Oversampling (Or why there’s no Democratic conspiracy in the polls)
It has now been a little over two weeks since the largely unexpected election of Donald Trump. The election was unexpected for a number of reasons, one of which is because the polls were highly off. There wasn’t a single poll in Michigan or Wisconsin showing Trump ahead, and Clinton was ahead (or statistically tied) with Trump in many of the states in which she lost.
One common complaint I’ve heard throughout the internet, mostly among people who think Clinton “rigged the election”, is that the polls were wrong due to oversampling. To people who do not know statistics, “oversampling” sounds like a conspiracy. It seems to imply that the Clinton campaign intentionally sampled too many black people and Hispanics in order to make it look like she had a greater chance of winning.
However this is a fundamental misunderstanding of what oversampling is. Oversampling isn’t a way for pollsters to blind themselves about demographics and how they vote. In fact, it’s precisely the opposite.
Oversampling is performed to more accurately obtain information about demographic groups that make up a small proportion of the population. For example, imagine a national pollster surveying every state to measure support for Clinton and Trump. If the survey consists of 1000 people and is conducted at random, then on average, 2 people will be from Wyoming. There is no way to use such a sample to draw meaningful inference on the voting preferences for the entire state of Wyoming. If pollsters are interested in Wyoming, then they would need to deliberately oversample people from Wyoming. Having 30 or 40 individuals from Wyoming could potentially be enough to draw inference about its voting preferences.
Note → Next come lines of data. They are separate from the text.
PR #2061, opened 2023-09-20
pkg: Remove vmlinux-cgo.h.

eiffel-fl:
This file was not mandatory as we can use __type instead, so let's remove it.


mauriciovasquezbernal (approved):
Nice! Less code to take care about.

PR #2064, opened 2023-09-20
Dockerfiles: Remove C cross compiler and C libraries.

eiffel-fl:
As we no more use Cgo, we can get rid of C cross compiler and corresponding libraries.


mauriciovasquezbernal (approved):
I like it. It helps to simplify the build process a lot.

In practice, oversampling is often used to survey “interesting” demographic groups that would not be captured in regular polls. Hispanics who do not speak English are an interesting demographic group because they make up large portions of particular regions of the country, like Arizona and parts of Florida, and because their voting preferences can have sway over an election. However they are rarely included in polls because most polls are English-only. In order to capture non-English speaking Hispanics, it makes sense to intentionally call more of them and ask questions in Spanish than to indiscriminately call everyone and hope that some of them are included in the sample.
The most common criticism of oversampling is one that seemingly makes sense. If a rare demographic group with high Clinton support is oversampled, doesn’t that skew the sample in favor of Clinton supporters? This criticism is easily accounted for by a technique called poststratification. Rather than explaining what poststratification is, I will give an example and how it works will become immediately apparent.
Imagine you want to study support for a political candidate among men and women in the population. You call 100 people, all of whom respond, and 35 of them are men and 65 of them are women. You know that in reality, approximately half the population is male and half the population is female, so you can weigh the men more highly to allow the sample to represent the population.
Similarly, if the Clinton campaign wants to measure support of Florida Hispanics over the age of 65, the Census Bureau provides population frequencies that can be used to adjust the poll so that any polled Florida Hispanics over the age of 65 are adjusted to their true population makeup.
Poststratification is fantastic because it allows for deliberately non-representative polls to provide meaningful information about the population of interest in a survey. Andrew Gelman, Professor of Statistics and Political Science at Columbia University, used poststratification on a highly non-representative XBOX poll of the 2012 presidential election to accurately predict an Obama victory. This is particularly remarkable not just due to the nature of the poll, but because it accurately forecasted support among demographic groups that are not common XBOX users, like 65+ year old women.
The polls were quite off for a Trump victory in Midwest states like Michigan and Wisconsin, and it will be a while until we figure out exactly why. However it is unlikely that oversampling is the primary culprit, as it provides highly useful information about important demographic groups.